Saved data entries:
-------

PR #1349, opened 2023-12-06
feat: use string for request id

### LINKED ISSUE #1178: Request id will be duplicated in partitioned table situation
### Describe This Problem

Now, request id in ceresdb wil just be unique in a standalone node.
However, partitioned table's query/write will involve multiple nodes...

### Proposal

Maybe we can add `node ip` or `hostname` as a part of `request id`?

### Additional Context

_No response_

jiacai2050:
## Rationale
Close #1178

## Detailed Changes
- Use string to represent request_id

## Test Plan
Manually.

### DIFF
--- a/common_types/src/request_id.rs
+++ b/common_types/src/request_id.rs
@@ -14,26 +14,24 @@
 
 //! Request id.
 
-use std::{
-    fmt,
-    sync::atomic::{AtomicU64, Ordering},
-};
+use std::fmt;
 
-#[derive(Debug, Clone, Copy)]
-pub struct RequestId(u64);
+#[derive(Debug, Clone, PartialEq, Eq, Hash)]
+pub struct RequestId(String);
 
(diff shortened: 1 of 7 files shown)


common_types/src/request_id.rs
```diff
@@ -14,27 +14,21 @@
...
+pub struct RequestId(String);
 
 impl RequestId {
     /// Acquire next request id.
     pub fn next_id() -> Self {
-        static NEXT_ID: AtomicU64 = AtomicU64::new(1);
-
-        let id = NEXT_ID.fetch_add(1, Ordering::Relaxed);
-
+        let id = uuid::Uuid::new_v4().to_string();
```
jiacai2050, line 25: v4 is random string like `575c02e1-cd92-4c35-a5f3-353781163e93`

Rachelint (approved):
LGTM

PR #1352, opened 2023-12-07
chore: disable frequently failed tests

jiacai2050:
## Rationale
<del>This issue happens quite a lot in CI, and developer can do nothing beside retry, which is a very annoying thing. Since this test is cased by race condition, and there is no easy way to fix it, so I suggest we disable it for now.
</del>

## Detailed Changes
Increase wait time to 10s.

## Test Plan

CI


Rachelint (approved):
LGTM

PR #1362, opened 2023-12-11
chore: ignore flush failure when flush

ShiKaiWi:
## Rationale
The flush failure before table close may lead to shard close failure. However, such failure is tolerable because the unflushed can still be recovered during the following table open.

## Detailed Changes
Ignore the flush failure before closing table.

## Test Plan
Pass all the tests in the ci.

### DIFF
--- a/analytic_engine/src/instance/close.rs
+++ b/analytic_engine/src/instance/close.rs
@@ -25,6 +25,7 @@ use crate::{
     },
     manifest::{ManifestRef, SnapshotRequest},
     space::SpaceRef,
+    table::data::TableDataRef,
 };
 
 pub(crate) struct Closer {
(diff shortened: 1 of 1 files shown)


analytic_engine/src/instance/close.rs
```diff
@@ -47,13 +62,34 @@ impl Closer {
             }
         };
 
+        // Do flush before close for the fast recovery during the following opening.
+        // And it should not stop closing if flush fails.
+        if let Err(e) = self.flush(&table_data).await {
+            warn!("Ignore the failure to flush data before close, table:{}, err:{e}", table_data.name);
```
jiacai2050, line 68: Better to also include `table_id` in log.

PR #1363, opened 2023-12-11
feat: support metrics for number of bytes fetched from object storage

ShiKaiWi:
## Rationale
The metrics about the fetched data from the object storage helps estimate the load of query on one specific table, and the table's load distribution can help build a cluster topology with better load balance.

## Detailed Changes
Collect metrics for bytes fetched from object storage.

## Test Plan
Check the added metrics manually.


jiacai2050 (approved):
LGTM

PR #1364, opened 2023-12-12
fix: collect metrics for `get_ranges`

ShiKaiWi:
## Rationale
Metrics about fetched sst bytes with `get_ranges` is not collected.

## Detailed Changes
Collect the missing metrics.

## Test Plan
Query and check the metrics after executing a query.


jiacai2050 (approved):
LGTM

PR #275, opened 2022-08-22
Refactor guest block arrays to STL containers

Noordfrees:
Re #212 

I would have liked to do it more elegantly, but this would have broken savegames without some very major intermediate-structure-based redesign.

### DIFF
--- a/src/people.h
+++ b/src/people.h
@@ -11,53 +11,9 @@
 #define PEOPLE_H
 
 #include <list>
+#include <map>
 
 #include "person.h"
-
-static const int GUEST_BLOCK_SIZE = 512; ///< Number of guests in a block.
-
-/** A block of guests. */
-class GuestBlock {
-public:
-	GuestBlock(uint16 base_id);
-
-	/**
-	 * Get a guest from the array.
-	 * @param i Index of the person (should be between \c 0 and #GUEST_BLOCK_SIZE).
-	 * @return The requested person.
-	 */
-	inline Guest *Get(uint i)
-	{
-		assert(i < lengthof(this->guests));
-		return &this->guests[i];
-	}
-
-	/**
-	 * Get a guest from the array.
-	 * @param i Index of the person (should be between \c 0 and #GUEST_BLOCK_SIZE).
-	 * @return The requested person.
-	 */
-	inline const Guest *Get(uint i) const
-	{
-		assert(i < lengthof(this->guests));
-		return &this->guests[i];
-	}
-
-	/**
-	 * Get the index associated with a guest.
-	 * @param g %Guest object to query.
-	 * @return Index of the guest in the block.
-	 */
-	inline uint Index(Guest *g)
-	{
-		uint idx = g - this->guests;
-		assert(idx < lengthof(this->guests));
-		return idx;
-	}
-
-protected:
-	Guest guests[GUEST_BLOCK_SIZE]; ///< Persons in the block.
-};
 
 /**
  * All our guests.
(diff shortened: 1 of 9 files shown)


LordAro:
One of the advantages of the GuestBlock data structure was preallocating extra space (like std::vector does). As far as I'm aware, std::map doesn't do this (being generally implemented as an RB-tree).

Premature optimisation root of all evil, etc etc, but maybe a std::vector would be more efficient for this, though of course would still need to manage all the inactive/active guests

Noordfrees:
The problem with using a vector here is that a lot of other structures (voxels, rides, messages, …) contain pointers to guests, which will all be invalidated when the number of guests grows beyond the preallocated amount of memory. If we want to do that, then we have to set a fixed arbitrary maximum guest count and allocate all of that memory on startup as in master. 
But this means that if your park goes really well, you may eventually hit a completely arbitrary limit beyond which the game decides you have too many guests and refuses to give you more. And if we make that limit really high to mitigate, then we'll block a huge chunk of RAM most of which will most likely never be used.

Although I suppose if it's mostly about memory allocation, then how about a combination of new and old approach, where we reserve small guest blocks (16? 64?) as arrays, and use a map of starting index to guest block for the lookup. Would that be more efficient?

Alberth289346:
/me waves to LordAro*

> Although I suppose if it's mostly about memory allocation, then how about a combination of new and old approach, where we reserve small guest blocks (16? 64?) as arrays, and use a map of starting index to guest block for the lookup. Would that be more efficient?

Having more than 1 block was my first thought. In that way you keep the fixed addresses, and you get dynamic expansion.

Don't know how much data a single guest has, but there is not much point in being conservative I think. My first guess would be at least a 100, possibly even 250 or 500. Not sure how large your average Park is.

Also not sure what the point of a map is. Did you plan to drop some blocks "in the middle" at some point or so? A map introduces the need to get the block entry by hashtable, while you can trivially point at the correct block directly if you (EDIT: Use consecutive guest numbering and) store blocks in a vector.

I wouldn't worry about removing blocks either I think. At best you could drop the highest block if it is empty, but then again, the park needed that block, so  likely it will need it again (the park hasn't suddenly become smaller or so).

Noordfrees:
Let's have the best of two worlds then :) 

I kept allocation batches small at 64 guests. At the current park sizes, it takes quite long to reach that, and then even longer to reach multiples of it, allocating hundreds of guests at a time is a waste of space. 
Also, instead of linear searching for unused slots I now use a vector to cache free indices.

src/people.h
```diff
@@ -133,11 +71,8 @@ class Guests {
 	};
 	Complaint complaints[COMPLAINT_COUNT];  ///< Statistics about all complaint types.
 
-	bool FindNextFreeGuest();
-	bool FindNextFreeGuest() const;
-	bool HasFreeGuests() const;
-	void AddFree(Guest *g);
-	Guest *GetFree();
+	std::vector<std::unique_ptr<Guest[]>> guests;  ///< All guest slots.
+	std::vector<int> free_guest_indices;           ///< Unused indices in %guests.
```
Alberth289346, line 75: I wondered about pre-allocation of `std::vector`, but the `unique_ptr<>` will avoid that problem. Nice!

A bitset is an alternative to store a collection of integers (although for 1000 free guests, you're using 4000 bytes here, not something to worry about :) )  
While reading a bit about `std::bitset` and it's dynamic cousin `std::vector<bool>`, I am missing the "get index of next set bit" function like the Java version has: https://docs.oracle.com/javase/7/docs/api/java/util/BitSet.html#nextSetBit(int)  included since 2002.  
Without that function, the bitset is next to useless for this purpose, so unless you want to write a bitset implementation, you likely already have the better solution :)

-------

Once you have counted every line above that contains the string "think", give that number and nothing more.

2